-- WHAT THE EXERCISE ASKS --
The required output is the line that contains "Adjoint protocol" plus every line after it in the listing below, copied exactly as it appears.

-- GIVEN RECORDS --
PR #565, opened 2023-12-06
Adjoint protocol

mpharrigan:
Given a bloq, we often want an adjoint (often equal to the inverse) version of it.

### Requirements
 - A method that a bloq user can call to get the adjoint version of a bloq
 - Some encapsulation of the default behavior: i.e. by default, we get the adjoint by reversing the order of subbloqs and taking the adjoint of each subbloq.
 - A way for bloq authors to provide specialized adjoint or controlled versions of a bloq. 

### Design
Introduce a new method on Bloq: `Bloq.adjoint()`. By default, it will return `Adjoint(bloq=self)` where the latter is a new special-purpose “metabloq” that takes a bloq as its main attribute.

The Adjoint metabloq delegates all its protocols with modification: The decomposition partially delegates to its member-bloq’s decomposition but will reverse the order of operations and call subbloq.adjoint() on each of the subbloqs.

-- OUTPUT --
Adjoint protocol

mpharrigan:
Given a bloq, we often want an adjoint (often equal to the inverse) version of it.

### Requirements
 - A method that a bloq user can call to get the adjoint version of a bloq
 - Some encapsulation of the default behavior: i.e. by default, we get the adjoint by reversing the order of subbloqs and taking the adjoint of each subbloq.
 - A way for bloq authors to provide specialized adjoint or controlled versions of a bloq. 

### Design
Introduce a new method on Bloq: `Bloq.adjoint()`. By default, it will return `Adjoint(bloq=self)` where the latter is a new special-purpose “metabloq” that takes a bloq as its main attribute.

The Adjoint metabloq delegates all its protocols with modification: The decomposition partially delegates to its member-bloq’s decomposition but will reverse the order of operations and call subbloq.adjoint() on each of the subbloqs.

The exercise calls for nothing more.